La presenza di Cosme accende Camilo di speranza, si innamora di lui nel modo assoluto e devastante che hanno i primi amori, quelli che non lasciano scampo, e questo amore non si ferma nemmeno davanti alle occhiate di disapprovazione della gente abitante della periferia logora e annoiata; nemmeno davanti all’incredulità degli amici e dei compagni di scuola. Lo splendore di quel primo amore, interrotto per un evento tragico, farà da contraltare allo sfaldarsi della famiglia, all’isolamento paterno e materno, all’inquietudine e alla gelosia della sorella, e alla scomparsa di Maria Aina. Di più, quell’amore diventa furore e rimpianto, irrinunciabile nel ricordo, perché voltare pagina significa tradire la memoria tattile ed emotiva del loro stare insieme.
Troviamo Camilo alle prese con la solitudine cosmica degli scapoli di mezz’età, aggrappato ai piccoli riti dei contatti fugaci con i vicini di casa. Deciderà di adottare, nel modo spontaneo e privo di regole, tipico di certi posti del Brasile, un bambino orfano, cresciuto in una baracca di fortuna, e il legame con il piccolo Renato è il suo modo di espiare una colpa non sua, un modo per cercare conforto all’insensatezza e alla crudeltà di chi lo ha privato dell’amore e della speranza.

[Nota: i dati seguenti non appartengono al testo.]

PR #534, opened 2020-11-22
integration test clonning remote private repos

alexcb:
- makes use of secrets service to fetch shared-ssh key
- uses shared ssh key to clone from a private repo

### DIFF
--- a/.github/workflows/ci.yml
+++ b/.github/workflows/ci.yml
@@ -65,6 +65,21 @@ jobs:
         run: earth +for-linux
       - name: Build examples
         run: ./build/linux/amd64/earth --no-output --allow-privileged +examples
+  secrets:
+    name: secrets-integration
+    runs-on: ubuntu-latest
+    env:
+      GIT_URL_INSTEAD_OF: "https://github.com/=git@github.com:"
+      FORCE_COLOR: 1
+      EARTHLY_TOKEN: "${{ secrets.EARTHLY_TOKEN }}"
+    steps:
+      - uses: actions/checkout@v2
+      - name: Download released earth
+        run: "sudo /bin/sh -c 'wget https://github.com/earthly/earthly/releases/latest/download/earth-linux-amd64 -O /usr/local/bin/earth && chmod +x /usr/local/bin/earth'"
+      - name: Build latest earth using released earth
+        run: earth +for-linux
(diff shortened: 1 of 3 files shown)


examples/tests/private-repo.sh
```diff
@@ -0,0 +1,75 @@
...
+
+# Test a private repo can be cloned using https, as setup via args
+echo === Test 4 ===
+
+docker image rm -f other-test-private:latest
+SSH_AUTH_SOCK="" $earth -VD --git-username=cinnamonthecat --git-password="$GITHUB_PASSWORD" github.com/cinnamonthecat/another-test-private:main+docker
+docker run --rm another-test-private:latest | grep "Hola Mundo"
+
+
+echo === All private-repo.sh tests have passed ===
```
vladaionescu, line 75: Add this script to shellcheck?

examples/tests/private-repo.sh
```diff
@@ -0,0 +1,75 @@
...
+$earth account login
+
+# fetch shared secret key (this step assums your personal user has access to the /earthly-technologies/ secrets org
+ID_RSA=$($earth secrets get -n /earthly-technologies/github/other-service+github-cinnamon@earthly.dev/id_rsa)
+GITHUB_PASSWORD=$($earth secrets get -n /earthly-technologies/github/other-service+github-cinnamon@earthly.dev/password)
+
+# now that we grabbed the cinnamonthecat credentials, unset our token, to ensure that we're only testing using cinnamonthecat's credentials
+unset EARTHLY_TOKEN
+
+echo starting new instance of ssh-agent, and loading c
```
vladaionescu, line 21: credentials? :-)

vladaionescu (approved):
Really cool stuff!

examples/tests/private-repo.sh
alexcb: lol, good guess!

examples/tests/private-repo.sh
alexcb: I fought with this far too long, turns out that `.earthignore` ignores all of the examples directory, which is preventing me from copying it into the `+lint-scripts` target; any thoughts on where I should move this test to, or if we should change the `.earthignore` to include examples (probably a bad idea since the examples are rather large).

PR #543, opened 2020-11-25
Account mgmt

alexcb:
This implements commands for managing public keys and auth tokens

```
COMMANDS:
   register      Register for an earthly account
   list-keys     List associated public keys used for authentication
   add-key       Associate a new public key with your account
   remove-key    Removes an existing public key from your account
   list-tokens   List associated tokens used for authentication
   create-token  Create a new authentication token for your account
   remove-token  Remove an authentication token from your account
```


cmd/earth/main.go
```diff
@@ -541,38 +535,128 @@ func newEarthApp(ctx context.Context, console conslogging.ConsoleLogger) *earthA
...
-			Name:        "register",
-			Usage:       "Register for an earthly account",
-			Description: "Register for an earthly account",
-			UsageText: "first, request a token with:\n" +
-				"     earth [options] register --email <email>\n" +
-				"\n" +
-				"   then check your email to retrieve the token, then continue by running:\n" +
-				"     earth [options] register --email <email> --token <token>",
+			Name:   "account",
+			Usage:  "Create or manage an earthly account",
```
vladaionescu, line 539:
```suggestion
			Usage:  "Create or manage an Earthly account",
```

cmd/earth/main.go
```diff
@@ -955,7 +1039,7 @@ func (app *earthApp) actionOrgCreate(c *cli.Context) error {
 		return errors.New("invalid number of arguments provided")
 	}
 	org := c.Args().Get(0)
-	sc := secretsclient.NewClient(app.apiServer, app.sshAuthSock, app.publicKey, app.console.Warnf)
+	sc, _ := secretsclient.NewClient(app.apiServer, app.sshAuthSock, app.console.Warnf)
```
vladaionescu, line 1042: Add a comment about why error is ignored?

cmd/earth/main.go
```diff
@@ -1163,13 +1243,17 @@ func (app *earthApp) actionRegister(c *cli.Context) error {
...
+	if app.sshAuthSock != "" {
+		var err error
+		publicKeys, err = sc.GetPublicKeys()
+		if err != nil {
+			return err
+		}
 	}
+	//if len(publicKeys) == 0 {
+	//	return fmt.Errorf("failed to find any public keys; did you forget to ssh-add your key?")
+	//}
```
vladaionescu, line 1256: Remove altogether?

cmd/earth/main.go
```diff
@@ -1237,6 +1323,249 @@ func (app *earthApp) actionRegister(c *cli.Context) error {
...
+	for _, k := range c.Args().Slice() {
+		err := sc.RemovePublickKey(k)
+		if err != nil {
+			return errors.Wrap(err, "failed to add public key to account")
+		}
+	}
+	return nil
+}
+func (app *earthApp) actionAccountListTokens(c *cli.Context) error {
+	app.commandName = "accounListTokens"
```
vladaionescu, line 1401:
```suggestion
	app.commandName = "accountListTokens"
```

cmd/earth/main.go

È una storia che risucchia il lettore in un mondo attraversato da luci accecanti e fulmini color verde elettrico, un mondo crudele e poetico, dove l’innocenza dei ragazzini diventa la corda destinata a imprigionarli e condannarli, a spazzare ogni forma di trepidante amore, come se gli amori felici fossero essi stessi una colpa, una responsabilità che la normalità torpida ed etero normata non potesse tollerare, meno che mai accettare.
In principio il nostro pianeta era caldo, giallognolo e odorava di birra marcia. Il terreno era sporco di fango bollente e appiccicoso.
Le periferie di Rio de Janeiro furono la prima cosa ad apparire nel mondo, ancora prima dei vulcani e dei capodogli, prima che il Portogallo ci invadesse, prima che Getulio Vargas facesse costruire le case popolari.
Ho amato Cosmin come tu hai amato il tuo primo amore, che si chiamava Bruno o Pablo, o Mariana, Erica, Mateus. L’ho amato come Lucas ha amato Sophia e Daniel ha amato Gabriela.
Come Andrè ha amato Luca, come Tayana ha amato Nanda, io amo Cosmin, il primo e l’unico.